EuroVelo 6, cutting the continent in half
But I diverge. So for this week our plan was to have 7 days of biking, and to complete the segment from Ulm to Passau, almost exactly 400 km, so a sizable yet manageable increase upon our previous trip. However, we decided to do things a bit different this time. First, last time we brought our bikes with us from Israel, and it was a world of pain and inconvenience – and not all that much financial gain, if at all, compared with renting bicycles similar to ours in Vienna. In fact, this is exactly what we did this time: we flew to Munich, rented our bicycles from this nice guy Steffan, took them on a train to Ulm, then took another train from Passau back to Munich. That made a world of difference! I’m sure I’ll have the temptation to bring in my own bike in the future, but I must be strong and resist it. Just not worth the trouble!

Another change had to do with our choice of accommodation. Back then we thought we’d be camping most of the nights, and will maybe use a hotel once or twice, to get a better sleep and to vary things a bit. However, after our first night in a tent Daniel was adamant that he is not a fan (I’m absolutely sure my snoring in a tiny tent had nothing to do with it), so from then on we stayed in hotels I booked on booking.com, while still lagging our full compliment of camping gear on our bikes. This time we did the smart thing, and gave up on camping from the get go, in favor of booking.com.

Being an orderly person that I am (not at all a painstakingly orderly OCD suffering robot of a human being, as some would want you to believe), I invested in some modest amount of prior planning, such as booking all of the hotels, planning the route using komoot.com, as well as planning which museums and cathedrals we’d want to visit, which restaurants to have a lunch at, and which colorful vistas to use as a backdrop for our midday breaks, nothing more serious than that. All the documents, spreadsheets, maps and formulars thereby used are available upon request.
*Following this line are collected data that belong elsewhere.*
PR #1593, opened 2023-03-06
Fix info log for linear-cell interpolation mapping

### LINKED ISSUE #1565: Confusing fall-back warnings in linear-cell interpolation
**Describe your setup**

preCICE Version: 1965ceb

**Describe the problem**
Using the `linear-cell-interpolation` mapping without providing any connectivity leads to the following warnings/logs

```bash
---[precice] WARNING:  2D Mesh "Solid-Mesh" does not contain triangles. Linear cell interpolation falls back to nearest projection mapping.
---[precice]  All vertices are inside cells, no fallback to Nearest-Projection required
```

This is very confusing and some people might think that the LCI mapping just works (without providing connectivity.

**Step To Reproduce**
1. Select a tutorial case without connectivity (I used the perpendicular-flap)
2. exchange one of the mappings to use linear-cell-interpolation

**Expected behaviour**
A clear warning saying what is actually wrong and what should be changed.

FYI: @boris-martin

davidscn:
## Main changes of this PR

Fixes the info log for linear-cell interpolation mapping.

See #1565, closes #1565 

## Author's checklist

<del> [ ] I added a changelog file with `make changelog` if there are user-observable changes since the last release </del>
<del> I added a test to cover the proposed changes in our test suite. </del>

## Reviewers' checklist

### DIFF
--- a/src/mapping/LinearCellInterpolationMapping.cpp
+++ b/src/mapping/LinearCellInterpolationMapping.cpp
@@ -48,22 +48,25 @@ void LinearCellInterpolationMapping::computeMapping()
     searchSpace = input();
   }
 
-  const auto &fVertices           = origins->vertices();
-  bool        missingConnectivity = false;
+  const auto &fVertices       = origins->vertices();
+  bool        hasConnectivity = true;
 
   if (getDimensions() == 2) {
     if (!fVertices.empty() && searchSpace->triangles().empty()) {
-      PRECICE_WARN("2D Mesh \"{}\" does not contain triangles. "
-                   "Linear cell interpolation falls back to nearest projection mapping.",
-                   searchSpace->getName());
-      missingConnectivity = true;
+      const bool hasEdges = searchSpace->hasEdges();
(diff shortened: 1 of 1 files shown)


src/mapping/LinearCellInterpolationMapping.cpp
```diff
@@ -90,16 +93,21 @@ void LinearCellInterpolationMapping::computeMapping()
     }
   }
 
-  if (!fallbackStatistics.empty() && !missingConnectivity) {
```
boris-martin, line 93: Would probably be cleaner with two levels of block: `if (!fallbackStatistics.empty())` then check for `hasConnectivity`

boris-martin (approved):

src/mapping/LinearCellInterpolationMapping.cpp
davidscn: I don't like nested of blocks, as they somehow make the control flow more complex. However, I adjusted it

And so, on a lovely evening of August 12 we landed in the Munich airport. According to the time table, once off the plain we had something like 20 minutes to catch a train into the city, so we did not make an obligatory stop at the toilet and did not collect $200, but rather made our way rather hurriedly towards the train station, with the damn bicycle panniers banging our legs and chaffing our shoulders. We shouldn’t have hurried: the train wasn’t there yet. It wasn’t there half an hour later, at which point we could wait no longer, and made a hurried excursion to the men’s room. We then waited some more. Finally, the train arrived. Germany was welcoming us with a train conductors’ strike.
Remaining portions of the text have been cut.